Belarus Unexpectedly Announces Visa-free Regime for Westerners
Combined with a new high-speed Moscow to Berlin train service, visa liberalization has the potential to make visits to Belarus as well as travel to Russia much easier than before
In a totally surprising move, President Aleksandr Lukashenko of Belarus has signed a decree removing visa-requirements for citizens of 80 countries - including the United States, and the states of the European Union.
The following announcement appeared Janurary 9th on the Belarusian president's official website (full text):
Belarus President Alexander Lukashenko signed Decree No. 8 “On the introduction of the visa-free entry and departure for foreign citizens” on 9 January.
The document introduces the visa-free entry through the border checkpoint at the Minsk National Airport and the visa-free stay in Belarus for up to 5 days for the citizens of 80 states.
These are 39 countries of Europe, including the entire European Union, Brazil, Indonesia, the USA, Japan, and other countries.

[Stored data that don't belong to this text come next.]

PR #1490, opened 2020-10-13
HDDS-4269. Ozone DataNode thinks a volume is failed if an unexpected file is in the HDDS root directory.

flirmnave:

Adding a log makes it easy to track the problem.

https://issues.apache.org/jira/browse/HDDS-4269

## How was this patch tested?
Test on local.

### DIFF
--- a/hadoop-hdds/container-service/src/main/java/org/apache/hadoop/ozone/container/common/utils/HddsVolumeUtil.java
+++ b/hadoop-hdds/container-service/src/main/java/org/apache/hadoop/ozone/container/common/utils/HddsVolumeUtil.java
@@ -213,7 +213,9 @@ public final class HddsVolumeUtil {
       // The hdds root dir should always have 2 files. One is Version file
       // and other is SCM directory.
       logger.error("The hdds root dir {} should always have 2 files. " +
-              "One is Version file and other is SCM directory.",
+              "One is Version file and other is SCM directory. " +
+              "Please remove any other extra files from the directory " +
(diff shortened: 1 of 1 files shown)


hadoop-hdds/container-service/src/main/java/org/apache/hadoop/ozone/container/common/utils/HddsVolumeUtil.java
```diff
@@ -212,6 +212,9 @@ public static boolean checkVolume(HddsVolume hddsVolume, String scmId, String
     } else {
       // The hdds root dir should always have 2 files. One is Version file
       // and other is SCM directory.
+      logger.error("The hdds root dir {} should always have 2 files. " +
+              "One is Version file and other is SCM directory.",
```
jojochuang, line 216: Let's add a more actionable message: "Please remove any other extra files from the directory so that DataNode startup can proceed."

flirmnave: Thanks @jojochuang  for reviewing and committing it.

jojochuang (approved):
Thanks! +1 pending precommit.

cxorm:
Thanks @flirmnave for the work, +1.
And thanks @jojochuang for the report and review.
I have committed it.

flirmnave:
Thanks @cxorm for reviewing and committing it, and @jojochuang for the review.

PR #1492, opened 2020-10-13
HDDS-4314. OM Layout Version Manager init throws silent CNF error in integration tests.

avijayanhwx:
Fix class scanner initialization such that it does not scan test packages.

https://issues.apache.org/jira/browse/HDDS-4314

## How was this patch tested?
Ran integration test without and with the fix.


swagle (approved):
+1 LGTM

Other requirements for visa-free entry include a minimum level of cash per day of visit (exact amount not specified in the decree) and medical insurance with coverage of at least €10,000.
The new rules are to come into force approximately 1 month from now, but no firm date was set.
Igor Fisenko, Head of the Central Consular Office of the Belarusian Ministry of Foreign Affairs, said Belarus hoped the move would be reciprocated by other countries, BelTA News Agency reported:
“As far as official contacts are concerned, we believe that rules of reciprocity need to be followed. In other words, we are going to open up for official contacts as much as our partners are ready for it. We have already sent the relevant proposals. We expect to get a response soon,” said the official.
This announcement is an exciting development which will substantially open Belarus to foreign tourism and investment. Until now, it has been (excepting Russia) the last country in Europe requiring visas for citizens of developed states.
On December 17th, Russian Railways introduced a high speed overnight train service "Strizh" between Moscow and Berlin - via Minsk and Warsaw. The total traveling time is about 20 hours. (Video report here - in German)
The train saves many hours at the Polish-Belarusian border because it is equipped with wheel sets for both Western and Russian rail gauges -- normal trains must spend hours changing to the other gauge.
For now, in order to use this train, passengers require a transit visa for Belarus -- as well as the destination (either Russia or the EU) - not super convenient.
Hopefully, after successful implementation of the airport visa-free program, Belarus will extend the program to land border crossings which will undoubtedly increase traffic and economic benefits for the country.